Biografia[modifica | modifica sorgente]

Lehndorff nacque ad Hannover, in Germania, e studiò economia e gestione aziendale a Francoforte sul Meno.[1] Nel 1936, assunse la gestione della tenuta di famiglia di Sztynort, nella Prussia orientale. Dopo lo scoppio della seconda guerra mondiale, venne chiamato nell'esercito tedesco e trasferito in Polonia; in seguito venne inserito, come tenente di riserva, nel personale del generale Fedor von Bock, che divenne poi comandante supremo del Gruppo d'Armate Centro

Durante l'attacco tedesco all'Unione Sovietica, Lehndorff divenne testimone oculare di un massacro effettuato dalle Einsatzgruppen contro la popolazione ebraica in un villaggio vicino Barysaŭ. Anche per questo motivo, entrò a far parte dello staff di Henning von Tresckow, che era in prima fila nella resistenza militare contro Adolf Hitler.
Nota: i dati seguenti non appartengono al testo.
PR #71235, opened 2026-08-06
Add config option for the default task instance tab in the UI

dsuhinin:
Task instances always open on the Logs tab, and users who prefer another tab have to click it every time — there is no way to change the default.                                                                                                                                                                         
                                                                                                                                                                                                                                                                                                                            
  This adds a new `[api] default_task_instance_tab` config option that lets a deployment set which tab opens by default when a task instance is first opened (e.g. `details`). The index route reads the value from `/ui/config` and redirects to the configured tab, preserving the query string and hash; unknown or unset values fall back to `logs`, so existing behavior and deep links are unchanged. Explicit tab choices made while navigating task-to-task in the grid still take precedence.


bbovenzi:
I thought about your PRs again.

First, if we do this, we should make these localStorage settings instead of deployment configs and they could go in Pierre's new settings page: [#70687](https://github.com/apache/airflow/pull/70687)

Second, to preserve any links. Let's not mess with the Urls themselves but just redirect to a different page by default.

Finally, being powered by the config isn't great when loading a brand new page when the config hasn't been fetched yet. The screen will have to show one page, and then start loading a different one.

dsuhinin:
> I thought about your PRs again.
> 
> First, if we do this, we should make these localStorage settings instead of deployment configs and they could go in Pierre's new settings page: [#70687](https://github.com/apache/airflow/pull/70687)
> 
> Second, to preserve any links. Let's not mess with the Urls themselves but just redirect to a different page by default.
> 
> Finally, being powered by the config isn't great when loading a brand new page when the config hasn't been fetched yet. The screen will have to show one page, and then start loading a different one.

thank you for your feedback. yep, in case of [#70687](https://github.com/apache/airflow/pull/70687) I can re use this PR and just add more options. Probably in that case I can move:
- https://github.com/apache/airflow/pull/71235
- https://github.com/apache/airflow/pull/70754
to be based on this PR and instead of `instance` config store everything in the same way in `localStorage`. What do you think?

bbovenzi:
Yes I think that makes sense. And we will still need to make sure that existing url paths are respected so we don't break any links.

dsuhinin:
> Yes I think that makes sense. And we will still need to make sure that existing url paths are respected so we don't break any links.

hey @bbovenzi . Can you please take a look when you will have a chance -> https://github.com/apache/airflow/pull/71699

Come primo tenente nella riserva, Lehndorff lavorò come ufficiale di collegamento per il I distretto di Difesa a Königsberg.

Dopo il fallito attentato a Hitler del 20 luglio 1944, Lehndorff venne arrestato e condannato a morte il 3 settembre dal Volksgerichtshof. Venne impiccato il giorno dopo nel carcere di Plötzensee. Sua moglie, Gottliebe Gräfin von Kalnein (1913-1993)[2] e loro quattro figlie (Marie Eleanore, Vera, Gabriele e Caterina) trascorsero il resto della guerra in un campo di concentramento.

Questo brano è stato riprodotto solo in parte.